Francis of Assisi’s Special Devotion
By Reverend Pierre Pourrat
The love of Christ, above all, filled his soul. It was not simply a love, but a compassion for the suffering Jesus, a veritable participation in his pain. Not long after his conversion, Francis felt himself pierced through with the love of the divine Crucified One in the Church of Saint Damian, then in ruins. While he prayed before a crucifix, he heard the voice of Jesus saying to him: “Go, Francis, and repair my house; thou seest clearly that it is fallen in ruins.” At the moment that he gave his servant a mission, Jesus imprinted his wounds deeply on his soul. From that day, Francis was not able to think of the passion without weeping. “He filled the highways with lamentations,” says Thomas of Celano, “and refused all consolation in meditating on the wounds of Christ.” He would occasionally withdraw into the woods and desert places in order to lament by himself over the sufferings of Jesus.
“One day,” as is related by the companions of Francis, “he was walking alone near the Church of Saint Mary of the Portiuncola weeping and lamenting aloud. A holy man heard him and thought he was suffering. Seized with pity, he asked him why he wept. Francis answered: ‘I bewail the passion of my Lord Jesus Christ, and I ought not to feel ashamed to go throughout the world weeping.'” The man then began to weep with him. It was often noticed that when he had just been praying, his eyes were filled with blood because he had wept so much and so bitterly. “Not content with shedding tears, he used to deprive himself of food at the memory of the passion of the Lord.”
He taught his followers this prayer with the intention of making them do unceasing honor to the passion of the Savior: “We adore you, O Christ, in all the churches of the whole world, and we bless you because by your Holy Cross you have redeemed the world.”
Francis had so constant memory of the passion present in his heart that it might be thought that he desired to participate actually in the pains of Christ. The Fioretti (Little Flowers of Saint Francis) attribute the following prayer to him, which expresses the sentiment of his soul in this regard toward the end of his life, a little while before the apparition of the stigmata:
“My Lord Jesus Christ, two graces do I ask you to grant me before I die: the first that, during my lifetime, I may feel in my soul and in my body, so far as may be possible, that pain which you, my sweet Lord, did suffer in the hour of you most bitter passion; the second is that I may feel in my heart, so far as may be possible, that exceeding love whereby you, Son of God, was enkindled to bear willingly such passion for us sinners.”
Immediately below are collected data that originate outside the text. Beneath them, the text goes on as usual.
PR #1813, opened 2023-04-06
GFORMS-2113: Add feature to allow emailCodeParameters

lxol:


app/uk/gov/hmrc/gform/sharedmodel/formtemplate/EmailParameter.scala
```diff
@@ -54,3 +55,20 @@ object EmailParametersRecalculated {
...
+    val uploadTemplateReads: Reads[EmailCodeParameter] =
+      for {
+        emailTemplateVariable <- (JsPath \ "emailTemplateVariable").read[String]
+        value                 <- (JsPath \ "value").read[LocalisedString]
+      } yield EmailCodeParameter(emailTemplateVariable, value)
+
+    val reads: Reads[EmailCodeParameter] = uploadTemplateReads | mongoFormat
+
+    OFormat(reads, mongoFormat)
+  }
```
josef-vlach, line 73: This should be `derived`, since we are in the frontend, we don't need to deal with reader from raw json template.

josef-vlach (changes requested):

app/uk/gov/hmrc/gform/sharedmodel/formtemplate/EmailParameter.scala
lxol: done

josef-vlach (approved):

PR #1831, opened 2023-05-03
GFORMS-2163 - Investigate how to host an xlsx and ods file for downlo…

DursunGundogan:
…ad within a form


app/uk/gov/hmrc/gform/gform/DownloadController.scala
```diff
@@ -0,0 +1,50 @@
...
+import uk.gov.hmrc.play.bootstrap.frontend.controller.FrontendController
+
+import scala.concurrent.ExecutionContext
+
+class DownloadController(messagesControllerComponents: MessagesControllerComponents, environment: Environment)(implicit
+  ec: ExecutionContext
+) extends FrontendController(messagesControllerComponents) {
+
+  def downloadNipTemplate(fileExt: String): Action[AnyContent] = Action { _ =>
+    val fileName = s"nipClaimScheduleTemplate.$fileExt"
```
lxol, line 31: I think it is potentially dangerous. `fileExt` is a user input. They can provide a path instead of extension and potentially traverse our file system and get access to other files.
Can we sanitize it, like checking that it is in the list of valid extensions?

app/uk/gov/hmrc/gform/gform/DownloadController.scala
```diff
@@ -0,0 +1,82 @@
...
+        if (file.exists()) {
+          Future.successful(
+            Ok.sendFile(
+              content = file,
+              fileName = _ => Some(fileFullName)
+            ).withHeaders(
+              CONTENT_DISPOSITION -> s"inline; filename=$fileFullName",
+              CONTENT_TYPE -> FileInfoConfig.lookup
+                .get(fileExt.value)
+                .getOrElse("application/vnd.openxmlformats-officedocument.spreadsheetml.sheet")
```
josef-vlach, line 72: I think we should not fallback to any particular content type. Can we make this hard error instead?
Also I'm not sure if `FileInfoConfig.lookup` is right to be used here... That lookup is for files we accept as uploads. We should create another lookup for files we want to serve to the users. 

This new lookup could also be mapping from full file name to content type... so we would be able to avoid this `FileExtension` type and all the machinery around it 🤔

josef-vlach (approved):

His prayer was heard by the impression of the stigmata of Christ in his flesh. “About two years before his death,” his companions tell us, “at the approach of the Feast of the Exaltation of the Holy Cross, he was praying one morning on the slope of Mount Alvernia. He was uplifted to God by desire and by seraphic ardor and felt himself transformed by a tender compassion for whim who, in the excess of charity, willed to be crucified. A six-winged seraph then appeared to him, bearing between his wings the form, of great beauty, of One Crucified, having the hands and feet stretched on the cross, and clearly a figure of our Lord Jesus. Two wings were folded so as to hide his head; the others veiled the rest of his body, and the other two were extended to sustain the flight of the seraph.”
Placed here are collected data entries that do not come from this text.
PR #1836, opened 2023-05-10
GFORMS-2158: Introduce new format positiveWholeSterling

lxol:
…tiveNumber" and "positiveWholeNumber"

### DIFF
--- a/app/uk/gov/hmrc/gform/validation/ComponentValidator.scala
+++ b/app/uk/gov/hmrc/gform/validation/ComponentValidator.scala
@@ -97,6 +97,13 @@ object ComponentValidator {
   val genericNumberErrorMaxdigitPattern                      = "generic.number.error.maxDigit.pattern"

“When the vision had disappeared, a wonderful ardor of love rested in Francis’s soul; and more wonderful still, in his body there appeared the impression of the stigmata of our Lord Jesus Christ. The man hid them as much as possible until his death, not wishing to make public the mystery of the Lord; but he was not able so to conceal them from his companions, at least from those who were most familiar. But after his happy departure from this world, all the brethren who were then present and many of the laity saw his body gloriously marked with the stigmata of Christ.”
Francis of Assisi bequeathed to his order, as a precious heritage, a special devotion to the passion of Jesus; a devotion that very soon spread and became general through the Church (Source: Christian Spirituality: From the Time of Our Lord Till the Dawn of the Middle Ages, 1922).
About the Author: Reverend Pierre Pourrat (1871-1957) was a Roman Catholic priest and theologian. Over the course of his long life, Father Pourrat taught at seminaries in both Lyons and Paris; and authored many books and articles including Christian Spirituality, a four volume history of spirituality from biblical to modern times.